The state government is taking yet another step towards simplifying the process to secure deemed conveyance, by addressing procedural anomalies and removing unnecessary obstacles.
It has decided that housing societies applying to get their name on the property card will no longer be required to produce records of all previous transactions with respect to the land. Henceforth, it will suffice for them to show the records for only the last transaction.
“Securing deemed conveyance is a herculean process. So, we have decided to simplify this complex and time-consuming procedure,” Balasaheb Thorat, revenue minister, said. “Now, when applying to get the name of the housing society on the property card, the society will not be required to produce all the past transactions records. As per a new government resolution that will be issued in the next fortnight, they will have to produce the record of only the latest transaction.” he said.
The minister pointed out that while the government had issued the deemed conveyance circular to help housing societies, there were many problems in its implementation.
According to the procedure, the application for deemed conveyance passes through four departments. These are the district deputy registrar, stamp duty office, registration and city survey department and the land records department. Each department conducts a separate hearing with the developer, landowner and occupants of the building society.
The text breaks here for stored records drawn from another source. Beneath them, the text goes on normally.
Issue #1870, opened 2018-12-05
Updating GenBank parser for extra long accession


peterjc:
Quoting this from the NCBI,

https://ncbiinsights.ncbi.nlm.nih.gov/2018/12/03/adapting-flatfile-parsers-genbank-new-accession-formats/

> As [previously announced](https://ncbiinsights.ncbi.nlm.nih.gov/2018/09/19/genbank-expanded-accession-formats/), GenBank and other INSDC members will expand the accession formats used for sequencing projects by the end of this year. We’re introducing these new formats to accommodate the growth of Whole Genome Shotgun (WGS), Transcriptome Shotgun Assembly (TSA), and Targeted Locus Study (TLS) sequencing sequences. More details about those changes are available on [NCBI Insights](https://ncbiinsights.ncbi.nlm.nih.gov/2018/09/19/genbank-expanded-accession-formats/).
> 
> You may have to adjust your code and databases to accommodate the new formats’ longer length. In particular, the first line of the flatfile format, referred to as the LOCUS line, includes the “Locus Name” (usually identical to the accession number), which may now grow to as long as 20 characters. See section 3.4.4 of the [GenBank release notes](https://ftp.ncbi.nlm.nih.gov/genbank/gbrel.txt) for examples of how the LOCUS line might change.
> 
> Since 2003, the GenBank release notes have recommended that flatfile parsers use a whitespace-separated tokens approach to accommodate changes like the one described in section 3.4.4. If your flatfile parsers rely solely on position, you may have to make modifications. From our internal testing, it appears BioPython and BioPerl properly handle most of the examples shown in section 3.4.4, and only have issues with the last theoretical examples where the sequence length no longer ends at position 40. We do recommend adjusting code to accommodate those theoretical examples for future-proofing.
> 
> Please write to the helpdesk with any questions about the new formats.
>

And from the release notes,

> 3.4.4.1 : Important notice about parsing the LOCUS line
> 
>   Users who process the data elements of the LOCUS line should use a
> token-based parsing approach rather than parsing its content based on
> fixed column positions.
> 
>   Historically, the LOCUS line has had a fixed length and its elements have
> been presented at specific column positions. A complete description of the
> data fields and their typical column positions is provided in Section 3.4.4.2 .
> But with the anticipated increases in the lengths of accession numbers, and
> the advent of sequences that are gigabases long, maintaining the column
> positions will not always be possible and the overall length of the LOCUS
> line could exceed 79 characters.
> 
[...]

PR #1888, opened 2019-01-03
Update the GenBank parser for extra long accession

nimne:
This pull request addresses issue #1870

The genbank parser was essentially ready to handle the extra long accession, I've changed some changes to turn errors in to warnings.

The genbank writer will also handle the longer accession length which resulted in quite a few changes in the test suite - where there was a 'name too long' error, there now is none.

There are warnings on both parsing, and writing genbank files with extra long accession numbers. I think these should stay for a while, as I expect a long accession field will cause problems in other software until it is updated.

### DIFF
--- a/Bio/GenBank/Scanner.py
+++ b/Bio/GenBank/Scanner.py
@@ -1407,8 +1407,8 @@ class GenBankScanner(InsdcScanner):
             if int(splitline[2]) > sys.maxsize:
                 raise ValueError("Tried to load a sequence with a length %s, "
                                  "your installation of python can only load "
-                                 "sesquences of length %s" % splitline[2],
-                                 sys.maxsize)
+                                 "sesquences of length %s" % (splitline[2],
+                                 sys.maxsize))
             else:
                 consumer.size(splitline[2])
 
--- a/Bio/GenBank/Scanner.py
+++ b/Bio/GenBank/Scanner.py
@@ -1177,6 +1177,15 @@ class GenBankScanner(InsdcScanner):
         the column based layout.
 
         We also try to cope with GenBank like files with partial LOCUS lines.
+
+        As of release 229.0, the columns are no longer strictly in a given
+        position. See:
+          Historically, the LOCUS line has had a fixed length and its elements
+          have been presented at specific column positions...
+          But with the anticipated increases in the lengths of accession
+          numbers, and the advent of sequences that are gigabases long,
+          maintaining the column positions will not always be possible and the
+          overall length of the LOCUS line could exceed 79 characters.
         """
         #####################################
         # LOCUS line                        #
@@ -1387,6 +1396,8 @@ class GenBankScanner(InsdcScanner):
                 and line.split()[5] in ('linear', 'circular'):
             # Cope with invalidly spaced GenBank LOCUS lines like
             # LOCUS       AB070938          6497 bp    DNA     linear   BCT 11-OCT-2001
+            # This will also cope with extra long accession numbers and
+            # sequence lengths
             splitline = line.split()
             consumer.locus(splitline[1])
             consumer.size(splitline[2])
@@ -1394,7 +1405,8 @@ class GenBankScanner(InsdcScanner):
             consumer.topology(splitline[5])
             consumer.data_file_division(splitline[6])
             consumer.date(splitline[7])
-            warnings.warn("Attempting to parse malformed locus line:\n%r\n"
+            warnings.warn("Attempting to parse locus line that is extra "
+                          "long or malformed  :\n%r\n"
                           "Found locus %r size %r residue_type %r\n"
                           "Some fields may be wrong."
                           % (line, splitline[1], splitline[2], splitline[4]),
--- a/Bio/GenBank/Scanner.py
+++ b/Bio/GenBank/Scanner.py
@@ -1179,14 +1179,15 @@ class GenBankScanner(InsdcScanner):
         We also try to cope with GenBank like files with partial LOCUS lines.
 
         As of release 229.0, the columns are no longer strictly in a given
-        position. See:
+        position. See GenBank format release notes:
 
-        Historically, the LOCUS line has had a fixed length and its elements
-        have been presented at specific column positions...
-        But with the anticipated increases in the lengths of accession
-        numbers, and the advent of sequences that are gigabases long,
-        maintaining the column positions will not always be possible and the
-        overall length of the LOCUS line could exceed 79 characters.
+            "Historically, the LOCUS line has had a fixed length and its
+            elements have been presented at specific column positions...
+            But with the anticipated increases in the lengths of accession
+            numbers, and the advent of sequences that are gigabases long,
+            maintaining the column positions will not always be possible and
+            the overall length of the LOCUS line could exceed 79 characters."
+
         """
         #####################################
         # LOCUS line                        #
--- a/Bio/GenBank/Scanner.py
+++ b/Bio/GenBank/Scanner.py
@@ -1401,7 +1401,17 @@ class GenBankScanner(InsdcScanner):
             # sequence lengths
             splitline = line.split()
             consumer.locus(splitline[1])
-            consumer.size(splitline[2])
+            # Provide descriptive error message if the sequence is too long
+            # for python to handle
+            import sys
+            if int(splitline[2]) > sys.maxsize:
+                raise ValueError("Tried to load a sequence with a length %s, "
+                                 "your installation of python can only load "
+                                 "sesquences of length %s" % splitline[2],
+                                 sys.maxsize)
+            else:
+                consumer.size(splitline[2])
+
             consumer.residue_type(splitline[4])
             consumer.topology(splitline[5])
             consumer.data_file_division(splitline[6])
--- a/Bio/GenBank/Scanner.py
+++ b/Bio/GenBank/Scanner.py
@@ -1180,12 +1180,13 @@ class GenBankScanner(InsdcScanner):
 
         As of release 229.0, the columns are no longer strictly in a given
         position. See:
-          Historically, the LOCUS line has had a fixed length and its elements
-          have been presented at specific column positions...
-          But with the anticipated increases in the lengths of accession
-          numbers, and the advent of sequences that are gigabases long,
-          maintaining the column positions will not always be possible and the
-          overall length of the LOCUS line could exceed 79 characters.
+        
+        Historically, the LOCUS line has had a fixed length and its elements
+        have been presented at specific column positions...
+        But with the anticipated increases in the lengths of accession
+        numbers, and the advent of sequences that are gigabases long,
+        maintaining the column positions will not always be possible and the
+        overall length of the LOCUS line could exceed 79 characters.
         """
         #####################################
         # LOCUS line                        #
--- a/Bio/GenBank/Scanner.py
+++ b/Bio/GenBank/Scanner.py
@@ -1408,7 +1408,7 @@ class GenBankScanner(InsdcScanner):
                 raise ValueError("Tried to load a sequence with a length %s, "
                                  "your installation of python can only load "
                                  "sesquences of length %s" % (splitline[2],
-                                 sys.maxsize))
+                                                              sys.maxsize))
             else:
                 consumer.size(splitline[2])
 
--- a/Bio/GenBank/Scanner.py
+++ b/Bio/GenBank/Scanner.py
@@ -1417,12 +1417,12 @@ class GenBankScanner(InsdcScanner):
             consumer.topology(splitline[5])
             consumer.data_file_division(splitline[6])
             consumer.date(splitline[7])
-            warnings.warn("Attempting to parse locus line that is extra "
-                          "long or malformed  :\n%r\n"
-                          "Found locus %r size %r residue_type %r\n"
-                          "Some fields may be wrong."
-                          % (line, splitline[1], splitline[2], splitline[4]),
-                          BiopythonParserWarning)
+            if len(line) < 80:
+                warnings.warn("Attempting to parse malformed locus line:\n%r\n"
+                              "Found locus %r size %r residue_type %r\n"
+                              "Some fields may be wrong."
+                              % (line, splitline[1], splitline[2], splitline[4]),
+                              BiopythonParserWarning)
         elif len(line.split()) == 7 and line.split()[3] in ["aa", "bp"]:
             # Cope with EnsEMBL genbank files which use space separation rather
             # than the expected column based layout. e.g.
--- a/Bio/GenBank/Scanner.py
+++ b/Bio/GenBank/Scanner.py
@@ -1180,7 +1180,7 @@ class GenBankScanner(InsdcScanner):
 
         As of release 229.0, the columns are no longer strictly in a given
         position. See:
-        
+
         Historically, the LOCUS line has had a fixed length and its elements
         have been presented at specific column positions...
         But with the anticipated increases in the lengths of accession
--- a/Bio/SeqIO/InsdcIO.py
+++ b/Bio/SeqIO/InsdcIO.py
@@ -602,9 +602,14 @@ class GenBankWriter(_InsdcWriter):
         if len(locus) > 16:
             if len(locus) + 1 + len(str(len(record))) > 28:
                 # Locus name and record length to long to squeeze in.
-                raise ValueError("Locus identifier %r is too long" % locus)
-            else:
-                warnings.warn("Stealing space from length field to allow long name in LOCUS line", BiopythonWarning)
+                # Per updated GenBank standard (Dec 15, 2018) 229.0
+                # the Locus identifier can be any length, and a space
+                # is added after the identifier to keep the identifier
+                # and length fields separated
+                warnings.warn("Increasing length of locus line to allow "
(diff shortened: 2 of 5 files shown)


nimne:
Looks like AppVeyor is reporting a problem on Windows. I'll investigate.

peterjc:
The comments on https://bugs.python.org/issue26423 suggest this might be specific to the Anaconda Windows  Python 2 builds, which is annoying as that is what we are using on AppVeyor:

```
ERROR: test_longer_locus_line (test_GenBank_unittest.GenBankTests)
Check that we can read and write files with longer locus lines
  File "C:\projects\biopython\Tests\test_GenBank_unittest.pySkipping any tests requiring internet access
Python version: 2.7.15 |Anaconda, Inc.| (default, Dec 10 2018, 21:40:17) [MSC v.1500 32 bit (Intel)]
Operating system: nt win32
", line 459, in test_longer_locus_line
    record = SeqIO.read(path.join("GenBank", "long_header_genbank_test.gb"), 'genbank')
  File "C:\projects\biopython\build\lib.win32-2.7\Bio\SeqIO\__init__.py", line 720, in read
    first = next(iterator)
  File "C:\projects\biopython\build\lib.win32-2.7\Bio\SeqIO\__init__.py", line 655, in parse
    for r in i:
  File "C:\projects\biopython\build\lib.win32-2.7\Bio\GenBank\Scanner.py", line 489, in parse_records
  File "C:\projects\biopython\build\lib.win32-2.7\Bio\GenBank\Scanner.py", line 473, in parse
  File "C:\projects\biopython\build\lib.win32-2.7\Bio\GenBank\Scanner.py", line 455, in feed
    consumer.record_end("//")
  File "C:\projects\biopython\build\lib.win32-2.7\Bio\GenBank\__init__.py", line 1327, in record_end
    self.data.seq = UnknownSeq(self._expected_size, seq_alphabet)
  File "C:\projects\biopython\build\lib.win32-2.7\Bio\SeqRecord.py", line 314, in _set_seq
    self._per_letter_annotations = _RestrictedDict(length=len(self.seq))
OverflowError: long int too large to convert to int
Ran 272 tests in 728.454 seconds
```

If the GenBank file does not have a sequence at the end, we make an ``UnknownSeq`` object using the length from the ``LOCUS`` line - it doesn't actually make the long string of Ns in memory unless explicitly requested. So, ``len(self.seq)`` is calling ``UnknownSeq.__len__(...)`` to get the length of the record's (implicit) sequence, to set the length for entries in the per-letter annotations restricted dictionary.

Do you have access to a Windows machine where you can try the Anaconda Python 2.7? e.g. do ``int('10000000000')`` and ``int(10000000000)`` work?

Bio/SeqIO/InsdcIO.py
```diff
@@ -615,7 +620,10 @@ def _write_the_first_line(self, record):
         if len(record) > 99999999999:
             # Currently GenBank only officially support up to 350000, but
             # the length field can take eleven digits
```
peterjc: This comment needs updating

Tests/test_GenBank_unittest.py
```diff
@@ -432,6 +433,43 @@ def test_genbank_date_invalid(self):
             gb = SeqIO.read(handle, "gb")
             self.assertEqual(gb.annotations["date"], "01-JAN-1980")
 
+    def test_longer_locus_line(self):
+        """Check that we can read and write files with longer locus lines"""
+        # Create file
+        with open(path.join("GenBank", "DS830848.gb"), 'r') as inhandle:
+            data = inhandle.readlines()
+            data[0] = "LOCUS       AZZZAA02123456789 10000000000 bp    DNA     linear   PRI 15-OCT-2018\n"
+        with open(path.join("GenBank", "long_header_genbank_test.gb"), 'w') as outfile:
```
peterjc: Please don't use a named temp file under the ``Tests/`` folder, they tend not to get cleaned up properly and occasionally get checked into version control.

I would use a ``StringIO`` handle (via ``from Bio._py3k import StringIO``), or use ``tempfile`` if you really want an actual file.

Tests/test_GenBank_unittest.py
```diff
@@ -432,6 +433,43 @@ def test_genbank_date_invalid(self):
...
+            warnings.simplefilter("ignore")
+            record = SeqIO.read(path.join("GenBank", "long_header_genbank_test.gb"), 'genbank')
+            SeqIO.write(record, path.join("GenBank", "long_header_genbank_test_out.gb"), 'genbank')
+
+            record_in = SeqIO.read(path.join("GenBank", "long_header_genbank_test_out.gb"), 'genbank')
+            self.assertEqual(record_in.id, "DS830848.1")
+            self.assertEqual(record_in.name, "AZZZAA02123456789")
+            self.assertEqual(len(record_in.seq), 10000000000)
+
+        # Clean up
```
peterjc: These never get called if the test fails, this kind of thing would be better in the ``tearDown`` method (perhaps with the ``setUp`` method used to setup a temp folder or filenames). Or even better, never create these files in the first place.

nimne:
Thanks for the code review and suggestions, I've cleaned up the testing code.

I will setup a windows testing environment in the next day or two and see if I can figure out a solution.

nimne:
It looks like `int(10000000000)` works correctly in that it returns a `long`.
```python
Python 2.7.15 |Anaconda, Inc.| (default, Dec 10 2018, 21:40:17) [MSC v.1500 32 bit (Intel)] on win32
>>> int(10000000000)
10000000000L
```

Unfortunately, it looks like `__len__` must return an `int` rather than a `long`, there is a good explaination for the reason [in an answer here](https://stackoverflow.com/questions/42521449/how-does-python-ensure-the-return-value-of-len-is-an-integer-when-len-is-cal).

I made a small test example in both python2 and python3 on windows. I will use the following test class for all of the examples:
```python
>>> class test_class():
...     def __init__(self, value):
...         self.value = value
...
...     def __len__(self):
...         return self.value
...
>>>
```
```python
Python 2.7.15 |Anaconda, Inc.| (default, Dec 10 2018, 21:40:17) [MSC v.1500 32 bit (Intel)] on win32
Type "help", "copyright", "credits" or "license" for more information.\
>>> test_class_100 = test_class(100)
>>> test_class_10000000000 = test_class(10000000000)
>>>
>>> type(test_class_100.value)
<type 'int'>
>>> type(len(test_class_100))
<type 'int'>
>>>
>>> type(test_class_10000000000.value)
<type 'long'>
>>> type(len(test_class_10000000000))
TypeError: __len__() should return an int
>>> import sys
>>> sys.maxsize
2147483647
```
```python
Python 3.7.1 (default, Dec 10 2018, 22:09:34) [MSC v.1915 32 bit (Intel)] :: Anaconda, Inc. on win32
>>> test_class_100 = test_class(100)
>>> test_class_10000000000 = test_class(10000000000)
>>>
>>> type(test_class_100.value)
<class 'int'>
>>> type(len(test_class_100))
<class 'int'>
>>>
>>> type(test_class_10000000000.value)
<class 'int'>
>>> type(len(test_class_10000000000))
OverflowError: cannot fit 'int' into an index-sized integer
>>> import sys
>>> sys.maxsize
2147483647
```

It appears that 64-bit python3 on windows fixes this 'problem', but it still exists in python2 as `sys.maxsize` is a `long`.
```python
Python 2.7.15 |Anaconda, Inc.| (default, Dec 10 2018, 21:57:18) [MSC v.1500 64 bit (AMD64)] on win32
>>> class test_class():
...     def __init__(self, value):
...         self.value = value
...
...     def __len__(self):
...         return self.value
...
>>> test_class_100 = test_class(100)
>>> test_class_10000000000 = test_class(10000000000)
>>>
>>> type(test_class_100.value)
<type 'int'>
>>> type(len(test_class_100))
<type 'int'>
>>>
>>> type(test_class_10000000000.value)
<type 'long'>
>>> type(len(test_class_10000000000))
TypeError: __len__() should return an int
>>> import sys
>>> sys.maxsize
9223372036854775807L
```
```python
Python 3.7.1 (default, Dec 10 2018, 22:54:23) [MSC v.1915 64 bit (AMD64)] :: Anaconda, Inc. on win32
>>> test_class_100 = test_class(100)
>>> test_class_10000000000 = test_class(10000000000)
>>>
>>> type(test_class_100.value)
<class 'int'>
>>> type(len(test_class_100))
<class 'int'>
>>>
>>> type(test_class_10000000000.value)
<class 'int'>
>>> type(len(test_class_10000000000))
<class 'int'>
>>> import sys
>>> sys.maxsize
9223372036854775807
```

This means that on a 64-bit windows install of python3, the test passes as expected. I don't have immediate access to a 32-bit python install on linux, but I would guess that the test would fail.
```
(base) C:\Users\User\Desktop\git\biopython\Tests>python run_tests.py test_GenBank_unittest
Python version: 3.7.1 (default, Dec 10 2018, 22:54:23) [MSC v.1915 64 bit (AMD64)]
Operating system: nt win32
test_GenBank_unittest ... ok
Ran 1 test in 2.016 seconds
```

The only solution that I can see is to raise a `RuntimeError` (or similar) if trying to set `size` in `_FeatureConsumer` to anything greater than `sys.maxsize`. This woud essentially preserve the current behavior, because the code already isn't capible of handling sequences with a length greater than `sys.maxsize`.

peterjc:
Cross reference https://www.biostars.org/p/12560/ we should be OK with 9 digit lengths for the largest known chromosomes, and in practise even the Python 2.7 limit of ``sys.maxsize = 2147483647`` (10 digits, 2.1 giga-base-pairs) for integers should be fine.

So, how about leaving the code as it is, making sure we have a 10 digit test case (under the 2147483647 limit), and then under Python 2.7 skip the 10000000000 (11 digit) test case.

(I'm trying to be pragmatic here, the limit is currently theoretical rather than practical, and we're dropping Python 2.7 support soon anyway - in the year 2020).

nimne:
I agree that the sequence length limitation of `2147483647 bp` is probably not something that will be biologically relevant in the near future.

The current code works with the more flexible locus line and raises an informative error if the input sequence length is too long. Let me know if there was a different approach that you had in mind.

peterjc:
Don't worry about the CodeCov "red cross", we're not enforcing that strictly although better test coverage is a long term goal.

Bio/GenBank/Scanner.py
```diff
@@ -1177,6 +1177,16 @@ def _feed_first_line(self, consumer, line):
         the column based layout.
 
         We also try to cope with GenBank like files with partial LOCUS lines.
+
+        As of release 229.0, the columns are no longer strictly in a given
+        position. See:
+
+        Historically, the LOCUS line has had a fixed length and its elements
```
peterjc: This doesn't flow nicely from the previous paragraph. Is this a quote from the NCBI? If so putting opening and closing quote marks round it would be enough.

You could explore making it a nice block quote when rendered as RST using http://rst.ninjs.org/ or similar but that isn't required.

Bio/GenBank/Scanner.py
```diff
@@ -1387,14 +1397,27 @@ def _feed_first_line(self, consumer, line):
...
+            # This will also cope with extra long accession numbers and
+            # sequence lengths
             splitline = line.split()
             consumer.locus(splitline[1])
-            consumer.size(splitline[2])
+            # Provide descriptive error message if the sequence is too long
+            # for python to handle
+            import sys
+            if int(splitline[2]) > sys.maxsize:
+                raise ValueError("Tried to load a sequence with a length %s, "
```
peterjc: Good - this is a much more helpful error message than the cryptic exception we were getting before 👍

Bio/SeqIO/InsdcIO.py
```diff
@@ -602,9 +602,14 @@ def _write_the_first_line(self, record):
         if len(locus) > 16:
             if len(locus) + 1 + len(str(len(record))) > 28:
                 # Locus name and record length to long to squeeze in.
-                raise ValueError("Locus identifier %r is too long" % locus)
-            else:
-                warnings.warn("Stealing space from length field to allow long name in LOCUS line", BiopythonWarning)
```
peterjc: I had to read this part of the diff several times.

You're removing the old warning about stealing spaces (where the later fields would not change position), since this is now clearly allowed by the NCBI and ought not to break other parsers trying to read our output.

You're downgrading the old ValueError into a new warning (because this NCBI change is new, a warning makes sense as not every parser out there will cope).

I'm happy 👍

Tests/test_GenBank_unittest.py
```diff
@@ -294,15 +295,16 @@ def test_long_names(self):
...
         original = SeqIO.read("GenBank/iro.gb", "gb")
         self.assertEqual(len(original), 1326)
+        # Acceptability of LOCUS line with length > 80 invalidates some of these tests
         for name, seq_len, ok in [
                 ("short", 1, True),
                 ("max_length_of_16", 1000, True),
                 ("overly_long_at_17", 1000, True),
                 ("excessively_long_at_22", 99999, True),
-                ("excessively_long_at_22", 100000, False),
+                # ("excessively_long_at_22", 100000, False),
```
peterjc: Can you switch this to:

```python
                ("excessively_long_at_22", 100000, True),
```

Tests/test_GenBank_unittest.py
```diff
@@ -294,15 +295,16 @@ def test_long_names(self):
...
                 ("pushing_the_limits_at_24", 999, True),
-                ("pushing_the_limits_at_24", 1000, False),
-                ("longest_possible_len_of_26", 10, False),  # 2 digits
+                # ("pushing_the_limits_at_24", 1000, False),
+                # ("longest_possible_len_of_26", 10, False),  # 2 digits
```
peterjc: Again, rather than commenting out, can you change ``False`` to ``True``?

Also, any ideas for renaming the 26 letter long ID of ``"longest_possible_len_of_26"`` (since this is no longer the maximum possible)? How about ``"old_max_name_length_was_26"`` which is also 26 characters?

Tests/test_GenBank_unittest.py
```diff
@@ -432,6 +434,102 @@ def test_genbank_date_invalid(self):
...
+            record_in = SeqIO.read(out_tmp, 'genbank')
+            self.assertEqual(record_in.id, "DS830848.1")
+            self.assertEqual(record_in.name, "AZZZAA021234567891234")
+            self.assertEqual(len(record_in.seq), 2147483647)
+
+    if sys.maxsize > 2147483647:
+        def test_extremely_long_sequence(self):
+            """Tests if extremely long sequences can be read.
+
+            This is only run if sys.maxsize > 2147483647.
```
peterjc: Can you add a note here about Python 2, it would help for removing all the Python 2 specific hacks in 2020 if we can find it with ``grep -i "Python 2"`` or ``grep -i "Python 3"``

peterjc:
This looks good - only some minor comments about the docstrings and some minor ones on the tests. We're at the final polishing stage now :)

Tests/test_GenBank_unittest.py
nimne: As far as I can tell, this will still be a limitation in 32-bit Python3. See the documentation [here ](https://docs.python.org/3/reference/datamodel.html#object.__len__) and [here](https://docs.python.org/3/library/sys.html#sys.maxsize). This is why I decided to have the conditional statement based on the `sys.maxsize` rather than the python version.

peterjc: OK, good point. I've not knowingly used a 32bit Python for some time, so that didn't cross my mind.

peterjc:
Great work, I'm happy with the code. I intend to squash-and-merge this to give a simpler history.

Would you like to add yourself to the ``NEWS.rst`` entry?

Should we add a  ``NEWS.rst`` entry something like this too:

```
The NCBI now allows longer accessions in the GenBank file LOCUS line, meaning
the fields may not always follow the historical column based positions. We
no longer give a warning when parsing these. We now allow writing such files
(although with a warning as support for reading them is not yet widespread).
```

nimne:
It seems sensible to add a news entry. One clarification, there is still a warning on parsing ([as was present previously](https://github.com/biopython/biopython/blob/cabc27851ccf1fa83b2ec876ab271dcb117a98ea/Bio/GenBank/Scanner.py#L1397)). I left this warning because it was already in the parser that functioned based on white space. Now that this kind of parsing is the recommended specification, do you think this warning should be removed?

The previous behavior was to trigger the warning on GenBank files with unusual locus line spacing (too few / too many spaces in the wrong place). Should this warning be ignored only if the length is >80 and displayed otherwise?

peterjc:
Ah. We have a ``NEWS.rst`` merge conflict. Do you want to try a ``git rebase origin/master``, or would you prefer I do the merge at the command line?

nimne:
I'll try the rebase!

nimne:
I think I've resolved the conflict correctly. I've updated the NEWS.rst and clarified the warning message.

peterjc:
It looks like you did a merge rather than a rebase... let me have a go now.

peterjc:
Squash-merged as a single commit 406cb2eb07335a256ca2540d03a9cd97dd7050fa

Thank you Nick!

nimne:
Thanks for fixing my git issue and explaining the process!

peterjc:
Helping newcomers now will usually pay off in the long run - be it your future contributions to Biopython or elsewhere.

“Societies were asked to even pay stamp duty on the value of the land, existing fungible and future floor space index. This amount could go up to several lakhs of rupees. And yet they were not certain that they would get the conveyance,” said Ramesh Prabhu, chairman, Maharashtra Societies Welfare Association (MSWA). This tedious procedure and high costs discouraged many societies and flat owners from applying for deemed conveyance.
Now, Prabhu said, chief minister Prithviraj Chavan had ordered officials of all four departments concerned with the deemed conveyance process to sit together in the first 10 days of each month and complete the process by the end of the month. “If this happens, many societies will get deemed conveyance by next year,” he said.
There are about 60,000 housing societies across the state (25,000 of them in Mumbai) that are struggling to get their conveyance and the processing of their applications has been delayed for various technical reasons.
A month ago, DNA reported that the government had done away with the requirement of a no-objection certificate (NOC) from the developer for redeveloping the building or reselling flats. Developers were charging huge sums to give an NOC.